安童问了问我的情况,见我没有大碍,才放下心来。真金又问那木罕和霸突鲁夫妇,安童都道睡下了。小哥俩这才省心。
今晚折腾了两个哥哥前来探视,我很是过意不去。他们见我好多了,怕扰了我休息,便相约离去,也好好说说体己话。谁知我精神头又回来了,便道:“你们若是不困,就再坐一会儿,要不我也睡不着。你们聊你们的,我只在一旁听着,并不打搅。”
真金听了点头,便留下安童。问问他家中诸事,弟弟妹妹们可还好,又提起别速真,嘱咐他下回一定要带来。
看得出来,两人感情很好,话也投机,安童虽性情沉默,但跟真金很说得来。比起那木罕,他显然和真金更为亲近。也许是真金年龄大一些,脾气也温和一些。而后,我才知道,更大的原因是二人都倾心汉学。安童在家,也有儒士来指导他功课的。聊着聊着,真金就开始考校他了。
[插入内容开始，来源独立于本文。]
PR #1119, opened 2019-02-26
Mostly accurate jumping from diff to file

kaste:
Jumping from diff to file really was super sloppy implemented. It almost never jumped to the correct position. 

Implements mostly accurate jumping from diff to file by actually
parsing the hunk and recounting its lines.

For lines which are present on the b side (the view we jump to) this
is accurate of course. For deleted lines ('-') we, mildly arbitrary,
have to choose a good enough line.

If the user is not within a hunk, jump to the first visible line with content.

### DIFF
--- a/core/commands/diff.py
+++ b/core/commands/diff.py
@@ -567,10 +567,6 @@ class GsDiffStageOrResetHunkCommand(TextCommand, GitCommand):
         self.view.run_command("gs_diff_refresh")
 
 
-HUNKS_LINES_RE = re.compile(r'@@ -(\d+)(?:,\d+)? \+(\d+)(?:,\d+)? ')
-HEADER_TO_FILE_RE = re.compile(r'\+\+\+ b/(.+)$')
-
-
 class GsDiffOpenFileAtHunkCommand(TextCommand, GitCommand):
 
     """
@@ -703,6 +699,9 @@ def real_rowcol_in_hunk(hunk, relative_rowcol):
         return line.b, 1
 
 
+HUNKS_LINES_RE = re.compile(r'@@ -(\d+)(?:,\d+)? \+(\d+)(?:,\d+)? ')
+
+
 def split_hunk(hunk):
     # type: (str) -> Optional[List[HunkLine]]
     """Split a hunk into (first char, line content, row) tuples
@@ -735,6 +734,9 @@ def _recount_lines(lines, b):
 def line_indentation(line):
     # type: (str) -> int
     return len(line) - len(line.lstrip())
+
+
+HEADER_TO_FILE_RE = re.compile(r'\+\+\+ b/(.+)$')
 
 
 def extract_filename_from_header(header):
--- a/core/commands/diff.py
+++ b/core/commands/diff.py
@@ -668,6 +668,7 @@ def real_rowcol_in_hunk(hunk, relative_rowcol):
             for index, (first_char, _, _) in enumerate(hunk_lines, 1)
             if first_char in ('+', '-')
         )
+        col = 1
 
     first_char, line, b = hunk_lines[row_in_hunk - 1]
 
--- a/core/commands/diff.py
+++ b/core/commands/diff.py
@@ -8,7 +8,6 @@ from functools import partial
 from itertools import chain, dropwhile, takewhile
 import os
 import re
-import bisect
 
 import sublime
 from sublime_plugin import WindowCommand, TextCommand, EventListener
@@ -20,7 +19,7 @@ from ...common import util
 
 
 if False:
-    from typing import Callable, Iterable, Iterator, List, Optional, Tuple, TypeVar
+    from typing import Callable, Iterable, Iterator, List, Optional, Set, Tuple, TypeVar
     from mypy_extensions import TypedDict
 
     T = TypeVar('T')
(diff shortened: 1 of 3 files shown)


core/commands/diff.py
```diff
@@ -18,6 +18,17 @@
 from ...common import util
 
 
+if False:
```
asfaltboy: I might be wrong, but shouldn't this be `MYPY = False; if MYPY:` ? Otherwise, would it still be used correctly by mypy?

Ref: https://github.com/python/mypy/issues/3216#issuecomment-296318286

core/commands/diff.py
```diff
@@ -468,54 +484,198 @@ class GsDiffOpenFileAtHunkCommand(TextCommand, GitCommand):
...
+        if not rowcol:
+            return None
+
+        row, col = rowcol
+
+        filename = extract_filename_from_header(header)
+        if not filename:
+            return None
+
+        return filename, row, max(col, 1)
```
asfaltboy: another suggestion, how about we return a named tuple instead of regular tuple here? This would make it easier to refer to each jump position item's arguments without indexing / unpacking, and can still be passed as "star args" if want?

core/commands/diff.py
kaste: I've seen both and both do work with mypy. If Guido wants your version I can change it but both do look idiosyncratic.

asfaltboy: Good to know the `if False` works too, agree it's super weird

kaste:
Overall, the code isn't very clear esp. the `col` thing. I think the problem here is when exactly col (and row) are zero based or 1-based. Usually iirc `rowcol` is zero based but `window.open_file` expects 1-based rowcols. git's diff is 1 based for the line (and doesn't provide a col). No I wonder why I often return `b, 0` etc. when I do a `max(col, 1)` later anyway. 🤔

二人似乎把这当成了娱乐活动,还你说上句我说下句的,不亦乐乎。真金打开了那本书,随意翻到一页,念到:“人有不为也——”
安童很是自信,朗声答道:“而后可以有为。”
“大人者,言不必信——”
“行不必果,惟义所在”
“大人者——”真金微笑着,故意拖长了调子。我侧耳一听,怎么又是这句,什么鬼?
安童愣了一下,随即会意一笑:“大人者,”他先重复了一遍,而后从容续道,“不失其赤子之心者也。”
……
“君子非无贿之难——”
安童再一次愣住了。我来了兴致,同真金一起笑眯眯地看着他:这回答不上来了吧?
他沉默了一阵儿,突然道:“这不是《孟子》里的句子。”
“当然不是,”真金笑笑,“那你就不会了?”
安童嘴角一翘,随即敛容道:“立而无令名之患。”
“好啊,你学得很快,要赶上我了。“真金击掌称赞,对这小表弟是由衷的欣赏。
“刚才卖弄了,哥哥莫怪。”安童摆摆手,虽是谦虚,但眼里那种自信藏也藏不住。